Records for the task -
PR #398, opened 2018-11-22
BZ #20538 - add compute profile commands

shiramax:


shiramax:
@mbacovsky I created a new PR for compute profile as you requested.
Thanks :)

lib/hammer_cli_foreman/compute_profile.rb
```diff
@@ -0,0 +1,83 @@
...
+    class DeleteCommand < HammerCLIForeman::DeleteCommand
+      success_message _('Compute profile deleted.')
+      failure_message _('Could not delete the Compute profile')
+      validate_options do
+        any(:option_name,:option_id).required
+      end
+      build_options
+    end
+
+    lazy_subcommand('attribute', _("Create update and delete Compute Resource attributes"),
```
mbacovsky: According to our discussion `attribute` should be renamed to `values` with the description "Create, update and delete compute attributes, interfaces and volumes"

lib/hammer_cli_foreman/compute_resource/vmware.rb
```diff
@@ -0,0 +1,58 @@
...
+      private
+
+      def interface_type_description(h)
+        [
+            _('Type of the network adapter, for example one of:'),
+            h.indent(INTERFACE_TYPES),
+            _("See documentation center for your version of vSphere to find more details about available adapter types:"),
+            h.indent('https://www.vmware.com/support/pubs/')
+        ].join("\n")
+      end
```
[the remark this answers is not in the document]
mbacovsky: @shiramax as it is just an item description as everything else I think we can sacrifice the `h.indent`s and make it plain text (untested):
```ruby
[
  _('Type of the network adapter, for example one of:'),
￼  INTERFACE_TYPES.map { |it| '  ' + it },
￼  _("See documentation center for your version of vSphere to find more details about available adapter types:"),
￼  '  https://www.vmware.com/support/pubs/'
￼].flatten(1).join("\n")
```
The harder way might be to use markdown and implement conversion from markdown to helpbuilder which may be interesting component to the extended help we discussed earlier. It is probably out of the scope of this PR though.

lib/hammer_cli_foreman/compute_resources.rb
```diff
@@ -0,0 +1,43 @@
+require '../hammer-cli-foreman/lib/hammer_cli_foreman/compute_resource/base'
+Dir['../hammer-cli-foreman/lib/hammer_cli_foreman/compute_resource/*'].each {|file| require file }
+
+module HammerCLIForeman
+  module ComputeResourcesNew
```
mbacovsky: This module can be removed

lib/hammer_cli_foreman/compute_resources.rb
```diff
@@ -0,0 +1,43 @@
...
+
+  end
+  def self.compute_resources
+    @compute_resources = {
+        'ec2' => HammerCLIForeman::ComputeResources::EC2.new,
```
mbacovsky: This way each time you call `HammerCLIForeman.compute_resources` all the resources are re-created.
It would be better if there is HammerCLIForeman.register_compute_resource(name, compute_resource) which is called from each of the compute resource files to register the new resource. Another benefit of this is that if you add new resource from e.g. plugin, you don't need to modify this method.

mbacovsky:
@shiramax thanks for this update. I like how you reworked the compute resources. It looks much cleaner now. there are some minor comments inline.

I played a bit with the --interface and --volume params and I think we should make it the same way as in host create/update commands. So to keep `--interface` and `--volume` and keep them multivalued. I think it does not make sense to keep the `--volume-id` and `--interface-id` because it changes how the `--interface` parameter work and is confusing.

It seems we are almost there, could you please rebase?

shiramax:
@mbacovsky thanks, please review again

mbacovsky:
@shiramax the value create and update options looks good now. I'll do some more testing. 
It seems you've missed my comments about registering of the compute resources from the resource definition. Is the comment and reasoning clear?
Could you please add the updates in separate commits? It is much easier for me to review the changes. Thanks.

lib/hammer_cli_foreman/attribute.rb
```diff
@@ -0,0 +1,282 @@
+require 'hammer_cli_foreman/image'
+require 'hammer_cli_foreman/compute_resources'
+
+module HammerCLIForeman
+  class Attribute < HammerCLIForeman::Command
```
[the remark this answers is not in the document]
mbacovsky: *when going through the files

shiramax:
@mbacovsky, hey thanks for the review.
 Sorry for missing your comment about registering the key, I thought that I can fix the problem with recreating @compute_resources hash each time in a different way. 
But I will try to do the register part, the problem is that i'm not sure where the function register_compute_resource should be, should it be in hammer-cli-foreman/lib/hammer_cli_foreman/compute_resources.rb, if i think it will cause problems in the required files.
thanks.

lib/hammer_cli_foreman/attribute.rb
```diff
@@ -0,0 +1,282 @@
...
+      Time.now.to_i.to_s
+    end
+
+    def self.get_params(options)
+      params = {}
+      params['compute_attribute'] = {}
+      profile = HammerCLIForeman.record_to_common_format(
+          HammerCLIForeman.foreman_resource(:compute_profiles).call(:show, 'id' => options['option_compute_profile_id'] )
+      )
+      HammerCLIForeman.foreman_resource(:compute_resources).call(:show, 'id' => options['option_compute_resource_id'] )
```
mbacovsky: What is purpose of this extra call? The values does not seem to be stored/used

lib/hammer_cli_foreman/attribute.rb
```diff
@@ -0,0 +1,282 @@
...
+      params['compute_attribute'] = profile['compute_attributes'].select { |hash| hash['compute_resource_id'] == options['option_compute_resource_id']}[0] || {}
+      params
```
mbacovsky: I think we need to remove the 'attributes' which is read-only (?) copy of the compute_attributes. 
```ruby
params["compute_attribute"].delete("attributes")
```

lib/hammer_cli_foreman/attribute.rb
```diff
@@ -0,0 +1,329 @@
...
+
+      validate_options do
+        any(:option_compute_profile_id, :option_compute_profile_name ).required
+        any(:option_compute_resource_id, :option_compute_resource_name).required
+      end
+
+      def request_params
+        params = super
+        params['compute_attribute']['vm_attrs'] = option_compute_attributes || {}
+        if option_interface
```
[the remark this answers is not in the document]
mbacovsky: This is still valid. `option_interface` is now `option_interface_list` and needs different handling. See my comment in Update command

lib/hammer_cli_foreman/attribute.rb
```diff
@@ -0,0 +1,282 @@
...
+             :format => HammerCLI::Options::Normalizers::KeyValueList.new, :multivalued => true
+
+      extend_help do |h|
+        ::HammerCLIForeman::ComputeResources.extend_help(h, :all)
+      end
+
+      validate_options do
+        any(:option_compute_profile_id, :option_compute_profile_name ).required
+        any(:option_compute_resource_id, :option_compute_resource_name).required
+        any(:option_interface, :option_volume, :option_compute_attributes).required
```
mbacovsky: This validation won't work. Our validators do not work well with multivalued options. We either need to fix the validator or remove this validation.

lib/hammer_cli_foreman/attribute.rb
```diff
@@ -0,0 +1,282 @@
...
+      end
+
+      def request_params
+        params = HammerCLIForeman::Attribute.get_params(options)
```
mbacovsky: @shiramax, while testing the update it didn't work as expected. E.g. 
```
hammer  compute-profile values update --compute-profile-id 1 --compute-resource-id 1 --compute-attributes cpus=8 --volume capacity=8G
``` 
after fixing some issues caused I've lost interfaces and volumes attributes. The `option_compute_attributes` replaced all `vm_attrs` including the volumes and interfaces. The volumes then failed as it was sent as a list. I'd expect the example command will replace compute_attributes, volume_attributes and keep existing interface attributes. I also found out the 'interfaces_attributes` should be called `nics_attributes`. Not sure if both are accepted but nics_attributes worked for me.

Overall patch to the `request_params` that worked for me would be:
```diff
diff --git a/lib/hammer_cli_foreman/attribute.rb b/lib/hammer_cli_foreman/attribute.rb
index 0fd4e60..525cecf 100644
--- a/lib/hammer_cli_foreman/attribute.rb
+++ b/lib/hammer_cli_foreman/attribute.rb
@@ -15,8 +15,8 @@ module HammerCLIForeman
       profile = HammerCLIForeman.record_to_common_format(
           HammerCLIForeman.foreman_resource(:compute_profiles).call(:show, 'id' => options['option_compute_profile_id'] )
       )
-      HammerCLIForeman.foreman_resource(:compute_resources).call(:show, 'id' => options['option_compute_resource_id'] )
       params['compute_attribute'] = profile['compute_attributes'].select { |hash| hash['compute_resource_id'] == options['option_compute_resource_id']}[0] || {}
+      params["compute_attribute"].delete("attributes")
       params
     end
 
@@ -73,22 +73,35 @@ module HammerCLIForeman
       validate_options do
         any(:option_compute_profile_id, :option_compute_profile_name ).required
         any(:option_compute_resource_id, :option_compute_resource_name).required
-        any(:option_interface, :option_volume, :option_compute_attributes).required
       end
 
       def request_params
         params = HammerCLIForeman::Attribute.get_params(options)
+        vm_attrs = params['compute_attribute']['vm_attrs']
+        original_volumes = vm_attrs['volumes_attributes'] || {}
+        original_interfaces = vm_attrs['nics_attributes'] || {}
         params['id'] =  params['compute_attribute']['id']
-        params['compute_attribute']['vm_attrs'] = option_compute_attributes if option_compute_attributes
-        params['compute_attribute']['vm_attrs']['interfaces_attributes'] = option_interface if option_interface
-        params['compute_attribute']['vm_attrs']['volumes_attributes'] = option_compute_attributes if option_volume
+        if option_compute_attributes
+          vm_attrs = option_compute_attributes
+          vm_attrs['volumes_attributes'] ||= original_volumes
+          vm_attrs['nics_attributes'] ||= original_interfaces
+        end
+        vm_attrs['nics_attributes'] = attribute_hash(option_interface_list) unless option_interface_list.empty?
+        vm_attrs['volumes_attributes'] = attribute_hash(option_volume_list) unless option_volume_list.empty?
+        params['compute_attribute']['vm_attrs'] = vm_attrs
         params
       end
+
+      def attribute_hash(attribute_list)
+        attribute_list.size.times.map { |idx| idx.to_s }.zip(attribute_list).to_h
+      end
+
       success_message _('Compute profile attributes updated.')
       failure_message _('Could not update the compute profile attributes')
 
       build_options :without => :id
     end
+
     # Using the Update command because adding a new interface is done by modifying existing compute_attribute
     class AddInterface < HammerCLIForeman::UpdateCommand
       command_name 'add-interface'
```
Could you check if it matches your expectations and confirm it works for you?
If so I think we will need to update also the other create/update commands. Let me know if you need some help.

lib/hammer_cli_foreman/attribute.rb
```diff
@@ -0,0 +1,303 @@
...
+      end
+      success_message _('Compute profile attributes updated.')
+      failure_message _('Could not update the compute profile attributes')
+
+      build_options :without => :id
+    end
+
+    # Using the Update command because adding a new interface is done by modifying existing compute_attribute
+    class AddInterface < HammerCLIForeman::UpdateCommand
+      command_name 'add-interface'
```
pondrejk: somehow when doing `hammer compute-profile values add-interface -h`, provider specific options don't get populated:
```
 hammer compute-profile values add-interface -h
Usage:
    hammer compute-profile values add-interface [OPTIONS]

Options:
 --compute-profile COMPUTE_PROFILE_NAME    Compute profile name
 --compute-profile-id COMPUTE_PROFILE_ID    
 --compute-resource COMPUTE_RESOURCE_NAME  Compute resource name
 --compute-resource-id COMPUTE_RESOURCE_ID  
 --interface SET_VALUES                    Interface parameters, should be comma separated list of values
                                           Comma-separated list of key=value
 --location LOCATION_NAME                  Location name
 --location-id LOCATION_ID                  
 --location-title LOCATION_TITLE           Location title
 --organization ORGANIZATION_NAME          Organization name
 --organization-id ORGANIZATION_ID         Organization ID
 --organization-title ORGANIZATION_TITLE   Organization title
 -h, --help                                Print help

Provider specific options:
  ec2:


  gce:


  libvirt:


  openstack:


  ovirt:


  rackspace:


  vmware:
```
This happens only for add-interface other values subcommand have provider specific help as expected

mbacovsky:
[test hammer]

test/functional/attribute_test.rb
```diff
@@ -0,0 +1,621 @@
...
+
+    it "should print error on missing --compute-resource-id or --compute-resource" do
+      params = ['--compute-profile=A', '--interface-id=1']
+      expected_result = usage_error_result(
+        @cmd,
+        "At least one of options --compute-resource-id, --compute-resource is required.",
+        "Could not remove interface"
+      )
+
+      api_expects_no_call
```
mbacovsky: This test is failing as there is '--compute-profile=A' in the params which triggers name-resolution API call. Either change the param to '--compute-profile-id=1' (preferred) or add API call expectation to the test. 
The same pattern is causing failure in some other tests too.

lib/hammer_cli_foreman/attribute.rb
```diff
@@ -0,0 +1,303 @@
...
+      params['compute_attribute'].delete('attributes') if params['compute_attribute']['attributes']
+      params
+    end
+
+    def self.attribute_hash(attribute_list)
+      attribute_list.size.times.map { |idx| idx.to_s }.zip(attribute_list).to_h
+    end
+
+    class Create < HammerCLIForeman::CreateCommand
+        desc _('Create compute profile set of values.')
```
mbacovsky: The command descriptions shouldn't end with '.'. Please see the test results for other occurrences.

shiramax: done

test/functional/attribute_test.rb
shiramax: done

lib/hammer_cli_foreman/attribute.rb
shiramax: done

lib/hammer_cli_foreman/compute_resource/register_compute_resources.rb
```diff
@@ -0,0 +1,18 @@
...
+    @compute_resources[name] = compute_resource
+  end
+  require '../hammer-cli-foreman/lib/hammer_cli_foreman/compute_resource/base'
+  require '../hammer-cli-foreman/lib/hammer_cli_foreman/compute_resource/ec2.rb'
+  require '../hammer-cli-foreman/lib/hammer_cli_foreman/compute_resource/gce.rb'
+  require '../hammer-cli-foreman/lib/hammer_cli_foreman/compute_resource/libvirt.rb'
+  require '../hammer-cli-foreman/lib/hammer_cli_foreman/compute_resource/openstack.rb'
+  require '../hammer-cli-foreman/lib/hammer_cli_foreman/compute_resource/ovirt.rb'
+  require '../hammer-cli-foreman/lib/hammer_cli_foreman/compute_resource/rackspace.rb'
+  require '../hammer-cli-foreman/lib/hammer_cli_foreman/compute_resource/vmware.rb'
```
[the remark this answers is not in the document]
shiramax: done

lib/hammer_cli_foreman/compute_resource/ovirt.rb
```diff
@@ -0,0 +1,36 @@
+module HammerCLIForeman
+  module ComputeResources
+    class Ovirt < Base
+      def name
+        _('oVirt')
+      end
+
```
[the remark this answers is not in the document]
shiramax: thanks. 
I fixed that issue.
 apparently, there are different names to the interfaces_attributes in different provider.

shiramax:
@mbacovsky please review again :)

lib/hammer_cli_foreman/compute_resource/libvirt.rb
```diff
@@ -15,9 +15,9 @@ def compute_attributes
 
       def interface_attributes
         [
-            ['compute_type',                     _('Possible values: %s') % 'bridge, network'],
-            ['compute_network / compute_bridge', _('Name of interface according to type')],
-            ['compute_model',                    _('Possible values: %s') % 'virtio, rtl8139, ne2k_pci, pcnet, e1000']
+            ['type',                     _('Possible values: %s') % 'bridge, network'],
```
mbacovsky: Pleas fix the indentation

lib/hammer_cli_foreman/attribute.rb
```diff
@@ -42,8 +42,14 @@ class Create < HammerCLIForeman::CreateCommand
 
       def request_params
         params = super
+        compute_resource_name = HammerCLIForeman.record_to_common_format(
+            HammerCLIForeman.foreman_resource(:compute_resources).call(:show, 'id' => option_compute_resource_id )
+        )["name"]
+        interfaces_attrs_name_list = {"libvirt" => "nics_attributes","gce" => "network_interfaces_nics_attributes"}
```
mbacovsky: This info is feature of compute resource, shouldn't it be in the appropriate class?
e.g. `HammerCLIForeman.compute_resources[compute_resource_name].try('interfaces_attr_name')`

lib/hammer_cli_foreman/compute_resource/help_utils.rb
```diff
@@ -1,17 +1,24 @@
 module HammerCLIForeman
   module ComputeResources
-    def self.extend_help(h, attributes)
+    def self.extend_help(h, attributes, add_host_specific_attrs = false )
```
mbacovsky: Could you use named attribute for more readable method signature?
```ruby
def self.extend_help(h, attributes, add_host_specific_attrs: false)
end

::HammerCLIForeman::ComputeResources.extend_help(h, :all, add_host_specific_attrs: true)
```

lib/hammer_cli_foreman/compute_resource/libvirt.rb
```diff
@@ -15,9 +15,9 @@ def compute_attributes
...
+            ['bridge', _('Name of interface according to type')],
+            ['model',                    _('Possible values: %s') % 'virtio, rtl8139, ne2k_pci, pcnet, e1000']
```
mbacovsky: indentation

lib/hammer_cli_foreman/attribute.rb
mbacovsky: It could set in the `Base` to "interfaces_attributes" and over-ridden in resources where needed. As it is now there is no way to easily add new resource with non-standard nics naming

lib/hammer_cli_foreman/compute_resource/ovirt.rb
```diff
@@ -37,6 +37,6 @@ def volume_attributes;
         ]
       end
     end
-    HammerCLIForeman.register_compute_resource('ovirt', Ovirt.new)
+    HammerCLIForeman.register_compute_resource('oVirt', Ovirt.new)
```
mbacovsky: As it is not sometimes very clear how the compute resources are named we should use the names in lowercase as it was originally.

lib/hammer_cli_foreman/compute_resource/register_compute_resources.rb
```diff
@@ -1,11 +1,17 @@
 module HammerCLIForeman
   @compute_resources = {}
+  @interfaces_attrs_name_list ={}
```
mbacovsky: What benefit it has to store this duplicate information in here? I'd prefer to not add to top lavel namespace more things then it is necessary.
```ruby
HammerCLIForeman.compute_resources['ovirt'].interfaces_attrs_name
```
feels readable enough.

test/functional/attribute_test.rb
```diff
@@ -0,0 +1,654 @@
+require File.join(File.dirname(__FILE__), 'test_helper')
```
mbacovsky: This file should be renamed to `compute_attribute_test.rb` to match the module file it is testing.

lib/hammer_cli_foreman/hosts/common_update_help.rb
```diff
@@ -39,13 +39,8 @@ def self.included(base)
...
           end
 
-          h.section _('Provider specific options') do |h|
-            HammerCLIForeman::Host.cr_help_extensions.each do |name, help|
-              h.section name do |h|
-                help.call(h)
-              end
-            end
-          end
+          ::HammerCLIForeman::ComputeResources.extend_help(h, :all, true )
```
mbacovsky: The named parameter needs to be named:
```ruby
::HammerCLIForeman::ComputeResources.extend_help(h, :all, add_host_specific_attrs: true )
```

mbacovsky:
@shiramax thanks a lot for the last update. It finally works as expected for my libvirt :champagne:! It is good to go, well almost. There is one thing I'd prefer not to merge now - syntax error in  common_update_help.rb which is preventing rendering host help. See comment inline.

I'm pretty happy with the rest. There are some other minor things that reserve refactoring that I would agree to merge as technical debt to unblock your kubevirt work as we discussed but also would prefer to have it fixed rather sooner then later. All are quite small things so it may be actually less work to fix them right away then creating a new PR so let me know your preference. All are marked inline but the list is:
- attribute_test.rb was not renamed
- interfaces_attrs_name_list helper method in HammerCLIForeman does not provide much value and we are duplicating data there
- I'd prefer to identify the compute resources with lowercase names to avoid issues with inconsistent naming (Ovirt vs. oVirt)

shiramax:
@mbacovsky thanks!
I've changed the syntax error and renamed the test file.
I think we can merge this PR, and I will open new PRs for your other comments.

thanks!

mbacovsky:
@shiramax thanks for the update! I'm going to merge this. The two missing things will be resolved in separate PR. Thanks for your hard work and getting it to this point. :cake:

Aim of the exercise -
Go line by line through the data above and report each one that holds the string "method".

Result for this task -
It would be better if there is HammerCLIForeman.register_compute_resource(name, compute_resource) which is called from each of the compute resource files to register the new resource. Another benefit of this is that if you add new resource from e.g. plugin, you don't need to modify this method.
mbacovsky: Could you use named attribute for more readable method signature?
- interfaces_attrs_name_list helper method in HammerCLIForeman does not provide much value and we are duplicating data there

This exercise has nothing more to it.